A cup has the shape of a right circular cone. The height of the cup is 12 cm, and the radius of the opening is 3 cm. Water is poured into the cup at a constant rate of 2cm3/sec What is the rate at which the water level is rising when the depth of the water in the cup is 5 cm?

Answer 1

Answer:

The rate at which the water level is rising when the depth of the water in the cup is 5 centimeters is approximately 0.407 centimeters per second.

Step-by-step explanation:

From Geometry, we find that the volume of the cone ($V$), measured in cubic centimeters, is defined by the formula:

$V = \frac{\pi\cdot \cdor r^{2}\cdot h}{3}$ (Eq. 1)

All right circular cone satisfies the following relationship:

$\frac{h}{r} = \frac{h_{max}}{r_{max}}$

$r = \left(\frac{r_{max}}{h_{max}} \right)\cdot h$ (Eq. 2)

Where:

$r$ - Radius of the right circular cone, measured in centimeters.

$h$ - Height of the right circular cone, measured in centimeters.

By applying (Eq. 2) in (Eq. 1), we get the following formula:

$V = \frac{\pi}{3} \cdot \left(\frac{r_{max}}{h_{max}} \right)^{2}\cdot h^{3}$ (Eq. 1b)
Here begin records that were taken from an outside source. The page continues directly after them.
PR #283, opened 2020-04-13
IAM improvements and permission mapping

SecPrez:
Spec - https://docs.google.com/document/d/12N5Jf3DbCVo7d84fV7iJshLK6bGRoQl1nOe4Dynd2JE/edit#heading=h.yo6yqt7nefe2

This PR makes several improvements to the IAM sync as well as adds in permission relationship mapping between IAM and AWS resources.


cartography/intel/aws/permission_relationships.py
```diff
@@ -0,0 +1,200 @@
...
+    # return cases
+    # (True, False) - The policy allows the action
+    # (False, False) - The poliy does not allow the action, but also doesn't explicitly deny it
+    # (False, True) - The policy specifically denies the action. There is no need to evaluate other policies
+
+    allow_statements = [s for s in statements if s["effect"] == "Allow"]
+    deny_statements = [s for s in statements if s["effect"] == "Deny"]
+    for permission in permissions:
+        if evaluate_statements_for_permission(deny_statements, permission, resource_arn):
+            return False, True
```
achantavy, line 55: From reading this function by itself, It isn't clear why returning `False, True` here represents "The policy does not allow the action, but also doesn't explicitly deny it" as explained above.

We should reconsider this set of function interfaces to make them clearer. The code should be self-documenting in that it should be clear why `False, True` is being returned from here as opposed to any other truth pair.

cartography/intel/aws/permission_relationships.py
```diff
@@ -0,0 +1,200 @@
...
+def compile_statement(statements):
+    properties = ['action', 'resource', 'notresource', 'notaction']
+    for statement in statements:
+        for statement_property in properties:
+            if statement_property in statement:
+                statement[statement_property] = [compile_regex(item) for item in statement[statement_property]]
+    return statements
+
+
+def get_principals_for_account(neo4j_session, account_id):
```
achantavy, line 104: If possible we should avoid reading from the graph and then processing it through python because of the IO overhead from transferring stuff between Neo4j and python. Instead, we should try to keep all of this logic in Neo4j itself by merging on principal IDs.

cartography/intel/aws/permission_relationships.py
```diff
@@ -0,0 +1,200 @@
...
+        # If the action is explicitly denied then no other policy can override it
+        if explicit_deny:
+            return False
+        if not granted and allowed:
+            granted = True
+
+    return granted
+
+
+def evaluate_relationships(principals, resource_arns, permission):
```
achantavy, line 75: Add docstring.

We might also want to reconsider the name of the function so that it describes the return output.

cartography/intel/aws/iam.py
```diff
@@ -364,11 +384,125 @@ def load_user_access_keys(neo4j_session, user_access_keys, aws_update_tag):
...
+            load_policy_statements(neo4j_session, policy_id, name, statements, aws_update_tag)
+
+
 @timeit
 def sync_users(neo4j_session, boto3_session, current_aws_account_id, aws_update_tag, common_job_parameters):
     logger.debug("Syncing IAM users for account '%s'.", current_aws_account_id)
     data = get_user_list_data(boto3_session)
     load_users(neo4j_session, data['Users'], current_aws_account_id, aws_update_tag)
+
+    policy_data = get_user_policy_data(boto3_session, data['Users'])
```
achantavy, line 500: To keep things in smaller testable chunks and for consistency, I think this should be separated out to its own sync() function.

cartography/intel/aws/iam.py
```diff
@@ -364,11 +384,125 @@ def load_user_access_keys(neo4j_session, user_access_keys, aws_update_tag):
...
+    load_policy_data(neo4j_session, policy_data, aws_update_tag)
+
+    managed_policy_data = get_user_managed_policy_data(boto3_session, data['Users'])
```
achantavy, line 503: Same here on separating out to its own separate sync() function.

cartography/intel/aws/iam.py
```diff
@@ -377,22 +511,29 @@ def sync_groups(neo4j_session, boto3_session, current_aws_account_id, aws_update
     logger.debug("Syncing IAM groups for account '%s'.", current_aws_account_id)
     data = get_group_list_data(boto3_session)
     load_groups(neo4j_session, data['Groups'], current_aws_account_id, aws_update_tag)
-    run_cleanup_job('aws_import_groups_cleanup.json', neo4j_session, common_job_parameters)
 
+    policy_data = get_group_policy_data(boto3_session, data["Groups"])
```
achantavy, line 515: Ditto

cartography/intel/aws/iam.py
```diff
@@ -377,22 +511,29 @@ def sync_groups(neo4j_session, boto3_session, current_aws_account_id, aws_update
...
+    load_policy_data(neo4j_session, policy_data, aws_update_tag)
 
-@timeit
-def sync_policies(neo4j_session, boto3_session, current_aws_account_id, aws_update_tag, common_job_parameters):
-    logger.debug("Syncing IAM policies for account '%s'.", current_aws_account_id)
-    data = get_policy_list_data(boto3_session)
-    load_policies(neo4j_session, data['Policies'], current_aws_account_id, aws_update_tag)
-    run_cleanup_job('aws_import_policies_cleanup.json', neo4j_session, common_job_parameters)
+    managed_policy_data = get_group_managed_policy_data(boto3_session, data["Groups"])
```
achantavy, line 518: Ditto

cartography/intel/aws/iam.py
```diff
@@ -377,22 +511,29 @@ def sync_groups(neo4j_session, boto3_session, current_aws_account_id, aws_update
...
 
 
 @timeit
 def sync_roles(neo4j_session, boto3_session, current_aws_account_id, aws_update_tag, common_job_parameters):
     logger.debug("Syncing IAM roles for account '%s'.", current_aws_account_id)
     data = get_role_list_data(boto3_session)
     load_roles(neo4j_session, data['Roles'], current_aws_account_id, aws_update_tag)
+
+    logger.debug("Syncing IAM role inline policies for account '%s'.", current_aws_account_id)
+    inline_policy_data = get_role_policy_data(boto3_session, data["Roles"])
```
achantavy, line 531: Same

cartography/intel/aws/iam.py
```diff
@@ -377,22 +511,29 @@ def sync_groups(neo4j_session, boto3_session, current_aws_account_id, aws_update
...
+    load_policy_data(neo4j_session, inline_policy_data, aws_update_tag)
+
+    logger.debug("Syncing IAM role managed policies for account '%s'.", current_aws_account_id)
+    managed_policy_data = get_role_managed_policy_data(boto3_session, data["Roles"])
```
achantavy, line 535: Same

cartography/intel/aws/iam.py
```diff
@@ -270,70 +294,66 @@ def load_group_memberships(neo4j_session, group_memberships, aws_update_tag):
...
-    MATCH (group:AWSGroup{arn: {GroupArn}})
-    WITH group
-    MERGE (role:AWSRole{arn: {RoleArn}})
-    ON CREATE SET role.firstseen = timestamp()
-    SET role.lastupdated = {aws_update_tag}
-    WITH role, group
-    MERGE (group)-[r:STS_ASSUMEROLE_ALLOW]->(role)
-    ON CREATE SET r.firstseen = timestamp()
-    SET r.lastupdated = {aws_update_tag}
+def get_policies_for_principal(neo4j_session, principal_arn):
```
achantavy, line 298: If possible we should avoid reading from the graph and then processing it through python because of the IO overhead from transferring stuff between Neo4j and python. Instead, we should try to keep all of this logic in Neo4j itself by merging on policy IDs.

cartography/data/permission_relationships.yaml
```diff
@@ -0,0 +1,18 @@
+# map principals who can read items in a S3Bucket
```
achantavy, line 1: I know we talked about different config formats, but we could also consider writing this simply as a python file as described in this [blog](https://beepb00p.xyz/configs-suck.html) and shown in this [popular example project](https://github.com/getpelican/pelican/blob/master/pelican/settings.py).

Anyone else have any other thoughts?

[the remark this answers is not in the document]
SecPrez: working on it now

cartography/intel/aws/iam.py
```diff
@@ -32,8 +35,77 @@ def get_group_membership_data(boto3_session, group_name):
...
+        name = group["GroupName"]
+        arn = group["Arn"]
+        resource_group = resource_client.Group(name)
+        policies[arn] = list(resource_group.policies.all())
+    return policies
+
+
+def get_group_managed_policy_data(boto3_session, group_list):
+    # Needs to be fixed to return {arn: policy list}
+    resource_client = boto3_session.resource('iam')
```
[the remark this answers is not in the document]
SecPrez: the resource clients handle pagination.

cartography/intel/aws/iam.py
```diff
@@ -270,70 +294,66 @@ def load_group_memberships(neo4j_session, group_memberships, aws_update_tag):
...
+        get_policy_query,
+        Arn=principal_arn,
+    )
+    policies = {r["policy_id"]: parse_statement_node_group(r["statements"]) for r in results}
+    return policies
 
 
 @timeit
-def load_role_policies(neo4j_session, role_policies, aws_update_tag):
+def sync_assume_role(neo4j_session, current_aws_account_id, aws_update_tag, common_job_parameters):
```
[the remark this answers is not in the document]
SecPrez: I would rather keep the name what it is modifying in the graph then how it got the data. Analyze doesn't let me know its making sync changes.

cartography/intel/aws/iam.py
SecPrez: When I profile this, the overhead is bearly measurable even in the full graph. This is a clone of exiting behavior that existed pre refactor.

cartography/intel/aws/iam.py
```diff
@@ -345,31 +362,149 @@ def load_user_access_keys(neo4j_session, user_access_keys, aws_update_tag):
                 )
 
 
+def ensure_list(obj):
+    if not isinstance(obj, list):
+        obj = [obj]
+    return obj
+
+
+def _generate_policy_statements(statements, policy_id):
```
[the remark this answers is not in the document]
SecPrez: fixed

cartography/intel/aws/iam.py
SecPrez: They all require the same user list. I can break out the sub parts into three functions, but the testability would be the same.

cartography/intel/aws/iam.py
```diff
@@ -446,12 +538,12 @@ def sync_user_access_keys(neo4j_session, boto3_session, current_aws_account_id,
 
 def sync(neo4j_session, boto3_session, account_id, update_tag, common_job_parameters):
     logger.info("Syncing IAM for account '%s'.", account_id)
+    # This module only syncs IAM information that is in use.
```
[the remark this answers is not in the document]
SecPrez: read the next line

cartography/intel/aws/iam.py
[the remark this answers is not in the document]
achantavy: How about `sync_assumerole_relationships()` since it creates `STS_ASSUMEROLE_ALLOW` relationships?

cartography/intel/aws/iam.py
achantavy: Fair point, I won't block on this. In future let's avoid doing this unless there's no way around it; there's lots of messy practices in the code :\

cartography/intel/aws/iam.py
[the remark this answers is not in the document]
achantavy: Oh, also can we add a comment saying that this function *must* be run after users, groups, roles, and group_memberships have been synced?

I initially didn't want to use the `sync` verb because this relies on other IAM nodes already being in the graph and the others don't. I won't block on the verb name, but I think there's a better way to communicate this.

cartography/intel/aws/iam.py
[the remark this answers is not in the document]
achantavy: Gotcha. In your end-to-end runs do the numbers of nodes match up with what you expect?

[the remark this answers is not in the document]
SecPrez: yes

cartography/intel/aws/iam.py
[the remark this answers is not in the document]
SecPrez: Done

cartography/intel/aws/iam.py
```diff
@@ -364,38 +385,198 @@ def load_user_access_keys(neo4j_session, user_access_keys, aws_update_tag):
...
+                load_policy(neo4j_session, policy_id, name, "inline", principal_arn, aws_update_tag)
+                load_policy_statements(neo4j_session, policy_id, name, statements, aws_update_tag)
+            except ClientError:
+                # Avoid crashing the sync
+                logger.warning("inline policy {name} failed with ClientError; skipping.")
+                continue
+
+
+@timeit
+def load_managed_policy_data(neo4j_session, policy_map, aws_update_tag):
```
achantavy, line 492: Same comment from `load_policy_data()`.

cartography/intel/aws/iam.py
```diff
@@ -364,38 +385,198 @@ def load_user_access_keys(neo4j_session, user_access_keys, aws_update_tag):
...
+        for policy in policy_list:
+            name = policy.policy_name
+            policy_id = policy.arn
+            try:
+                statements = _transform_policy_statements(
+                    policy.default_version.document["Statement"], policy_id,
+                )
+                load_policy(neo4j_session, policy_id, name, "managed", principal_arn, aws_update_tag)
+                load_policy_statements(neo4j_session, policy_id, name, statements, aws_update_tag)
+            except ClientError:
```
achantavy, line 503: Same comment here: will this ever be thrown? There are no boto3 calls in this function.

cartography/intel/aws/permission_relationships.py
```diff
@@ -0,0 +1,300 @@
...
+            return False, True
+        else:
+            if evaluate_statements_for_permission(allow_statements, permission, resource_arn):
+                # The action is allowed by this policy
+                return True, False
+    # The action is not allowed by this policy, but not specifically denied either
+    return False, False
+
+
+def evaluate_policies_against_resource(policies, resource_arn, permissions):
```
achantavy, line 108: Reading 
```
if evaluate_policies_against_resource(policies, resource_arn, permission):
```

could probably be a bit smoother. How about something like `principal_allowed_on_resource()`? (it's pretty late and I'm running out of ideas)

cartography/intel/aws/iam.py
```diff
@@ -364,38 +385,198 @@ def load_user_access_keys(neo4j_session, user_access_keys, aws_update_tag):
...
+        for policy in policy_list:
+            name = policy.name
+            policy_id = f"{principal_arn}/inline_policy/{name}"
+            try:
+                statements = _transform_policy_statements(
+                    policy.policy_document["Statement"], policy_id,
+                )
+                load_policy(neo4j_session, policy_id, name, "inline", principal_arn, aws_update_tag)
+                load_policy_statements(neo4j_session, policy_id, name, statements, aws_update_tag)
+            except ClientError:
```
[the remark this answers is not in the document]
SecPrez: I want to get away from thinking of roles, groups and users seperatly and instead think of them as AWSPrincipals. So while the upstream requires separate methods when it get to loading it they are all just policies attached to AWSPrincipals. You are going to end up with identical functions. 
I think your concerns could be mitigated with some data checking in the load_policy function so it will fail fast on developer machines. However splitting them up means developers would make changes to role inline policies and not group inline policies which is not what I want.

cartography/intel/aws/iam.py
```diff
@@ -364,38 +385,198 @@ def load_user_access_keys(neo4j_session, user_access_keys, aws_update_tag):
...
+        injest_policy_statement,
+        PolicyId=policy_id,
+        PolicyName=policy_name,
+        Statements=statements,
+        aws_update_tag=aws_update_tag,
+    ).consume()
+
+
+@timeit
+def load_policy_data(neo4j_session, policy_map, aws_update_tag):
```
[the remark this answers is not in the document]
SecPrez: I will clean it up

cartography/intel/aws/iam.py
SecPrez: The resource clients can still throw client errors when accessing related items.

cartography/intel/aws/permission_relationships.py
```diff
@@ -0,0 +1,300 @@
...
+    """ Evaluates an entire policy for specific permissions to a resource.
+    AWS Policy evaluation reference
+    https://docs.aws.amazon.com/IAM/latest/UserGuide/reference_policies_evaluation-logic.html
+
+    Arguments:
+        statements {[dict]} -- The list of statements for the policy
+        permissions {[str]} -- The permissions to evaluate
+        resource_arn {[type]} -- The resource to test the permission against
+
+    Returns:
```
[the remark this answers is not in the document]
SecPrez: Doesn't exist.

cartography/intel/aws/iam.py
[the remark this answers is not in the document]
SecPrez: I want to get away from thinking of roles, groups and users seperatly and instead think of them as AWSPrincipals. So while the upstream requires separate methods when it get to loading it they are all just policies attached to AWSPrincipals. You are going to end up with identical functions.
I think your concerns could be mitigated with some data checking in the load_policy function so it will fail fast on developer machines. However splitting them up means developers would make changes to role inline policies and not group inline policies which is not what I want.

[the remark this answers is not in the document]
achantavy: My main concern is to make our call graph as simple as possible. I think each object should get its own sync function and each sync function should have its own get, transform, and loads.

> However splitting them up means developers would make changes to role inline policies and not group inline policies which is not what I want.

If we don't want developers to think of this as separate things, then it sounds like we might want to do some consolidation and combine these functions together as one.

cartography/intel/aws/permission_relationships.py
```diff
@@ -0,0 +1,300 @@
...
+        [bool] -- True if the clause matched, False otherwise
+    """
+    #
+
+    result = compile_regex(clause).fullmatch(match)
+    return result is not None
+
+
+def evaluate_statement_clause_for_permission(statement, clause_name, match, missing_clause_return=False):
```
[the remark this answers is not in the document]
SecPrez: I don't see when you would ever want to use those individually. The word applies doesn't make sense. The policy can only be evaluated if each of the pieces work. Does applies mean it passes the permission test, or that it is used in evaluating the policy. The base method still has to exist to test all of the pieces. 
Furthermore I think this is very confusing when it comes to missing clause returns.

cartography/intel/aws/permission_relationships.py
```diff
@@ -0,0 +1,300 @@
...
+        statements {[dict]} -- The list of statements to be evaluated
+        permission {str} -- The permission to evaluate
+        resource_arn {[type]} -- The resource to test the permission against
+
+    Returns:
+        [bool] -- If the statement grants the specific permission to the resource
+    """
+    allowed = False
+    for statement in statements:
+        if not evaluate_statement_clause_for_permission(statement, "notaction", permission):
```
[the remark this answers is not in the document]
SecPrez: It has to pass all of them. So the order is determined by how many of each type of statements we had and optimizing for speed.

cartography/intel/aws/permission_relationships.py
```diff
@@ -0,0 +1,300 @@
...
+    Arguments:
+        policies {[dict]} -- The policys to evaluate
+        resource_arn {str} -- The resource to test the permission against
+        permissions {[str]} -- The permissions to evaluate
+
+    Returns:
+        [type] -- [description]
+    """
+    granted = False
+    for policy_id, statements in policies.items():
```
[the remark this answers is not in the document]
SecPrez: fixing

cartography/intel/aws/permission_relationships.py
```diff
@@ -0,0 +1,300 @@
...
+        logger.warn(f"Permission relationshp mapping file {file} not found, skipping injestion ")
+        return []
+
+
+def sync(neo4j_session, account_id, update_tag, common_job_parameters):
+    logger.info("Syncing Permission Relationships for account '%s'.", account_id)
+    principals = get_principals_for_account(neo4j_session, account_id)
+    relationship_mapping = parse_permission_relationship_file(common_job_parameters["permission_relationship_file"])
+    for rpr in relationship_mapping:
+        permissions = rpr["permissions"]
```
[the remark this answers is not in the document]
SecPrez: added in a check

cartography/intel/aws/permission_relationships.py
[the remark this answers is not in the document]
SecPrez: fixed

cartography/intel/aws/permission_relationships.py
SecPrez: done

cartography/intel/aws/permission_relationships.py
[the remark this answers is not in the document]
SecPrez: and yes, there is a doc link on the main method. None of these sub methods make any sense to call individually.

cartography/intel/aws/permission_relationships.py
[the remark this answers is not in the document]
achantavy: How about `evaluate_{notaction/action/notresource/resource}_for_permission()`? I think we should avoid that `missing_clause_return`.

cartography/intel/aws/permission_relationships.py
```diff
@@ -0,0 +1,300 @@
...
+            return True
+    return False
+
+
+def evaluate_statements_for_permission(statements, permission, resource_arn):
+    """ Evaluate an entire statement for a specific permission against a resource
+
+    Arguments:
+        statements {[dict]} -- The list of statements to be evaluated
+        permission {str} -- The permission to evaluate
```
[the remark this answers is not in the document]
SecPrez: added

cartography/intel/aws/permission_relationships.py
```diff
@@ -0,0 +1,300 @@
...
+        clause_name {str} -- The Clause in the statement to evaluate.
+            Can be one of action, notaction, resource, notresource
+        match {str, re.Pattern} -- The item to match against
+
+    Keyword Arguments:
+        missing_clause_return {bool} -- If the statement doesn't contain the clause_name this is the return type
+        (default: {False})
+
+    Returns:
+        [type] -- If the specific clause_name grants access to the item
```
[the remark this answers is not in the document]
SecPrez: rewritten

cartography/intel/aws/permission_relationships.py
achantavy: Ignore  this.

cartography/intel/aws/permission_relationships.py
```diff
@@ -0,0 +1,314 @@
...
+        else:
+            if evaluate_statements_for_permission(allow_statements, permission, resource_arn):
+                # The action is allowed by this policy
+                return True, False
+    # The action is not allowed by this policy, but not specifically denied either
+    return False, False
+
+
+def principal_allowed_on_resource(policies, resource_arn, permissions):
+    """ Evaluates an enture set of policies for a specific resource for a specific permission
```
ramonpetgrave64, line 109: Make these descriptions more clear that we're not actually looking at resource-based policies?

cartography/intel/aws/permission_relationships.py
```diff
@@ -0,0 +1,314 @@
...
+
+
+def parse_statement_node(node_group):
+    """ Parse a dict from group of Neo4J node
+
+    Arguments:
+        node_group {[Neo4j.Node]} -- the node to parse
+
+    Returns:
+        [dict] -- A dictionary of statements from the node
```
ramonpetgrave64, line 158: A *list* of statements?

cartography/data/jobs/cleanup/aws_import_principals_cleanup.json
```diff
@@ -1,8 +1,31 @@
...
+    },
+    {
     "query": "MATCH (:AWSAccount{id: {AWS_ID}})-[:RESOURCE]->(n:AWSPrincipal) WHERE n.lastupdated <> {UPDATE_TAG} WITH n LIMIT {LIMIT_SIZE} DETACH DELETE (n) return COUNT(*) as TotalCompleted",
     "iterative": true,
     "iterationsize": 100
-  }],
+  }
+
+],
   "name": "cleanup AWSPrincipal"
```
ramonpetgrave64, line 30: Better description here, please, since now we are doing a bit more than just cleaning up AWSPrincipal.

docs/schema/aws.md
```diff
@@ -205,22 +207,58 @@ Representation of an [AWS Policy](https://docs.aws.amazon.com/IAM/latest/APIRefe
...
 	```
-	(AWSAccount)-[AWS_POLICY]->(AWSPolicy)
+	(AWSAccount)-[RESOURCE]->(AWSPolicy)
+	```
+- `AWSPrincipals` contain `AWSPolicies`
+
+	```
+	(AWSPrincipal)-[POLICY]->(AWSPolicy)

Given that $r_{max}$ and $h_{max}$ are constant, we get the rate of change for the volume of the right circular cone ($\dot V$), measured in cubic centimeters per second:

$\dot V = \pi\cdot \left(\frac{r_{max}}{h_{max}} \right)^{2}\cdot h^{2}\cdot \dot h$ (Eq. 2)

Where $\dot h$ is the rate of change of the water level, measured in centimeters per second.

If we know that $\dot V = 2\,\frac{cm^{3}}{s}$, $r_{max} = 3\,cm$, $h_{max} = 12\,cm$ and $h = 5\,cm$, the rate of change of the water level is:

$\dot h = \frac{\dot V}{\pi\cdot h^{2}}\cdot \left(\frac{h_{max}}{r_{max}} \right)^{2}$

$\dot h =\left[\frac{2\,\frac{cm^{3}}{s} }{\pi\cdot (5\,cm)^{2}}\right] \cdot \left(\frac{12\,cm}{3\,cm} \right)^{2}$

$\dot h \approx 0.407\,\frac{cm}{s}$

The rate at which the water level is rising when the depth of the water in the cup is 5 centimeters is approximately 0.407 centimeters per second.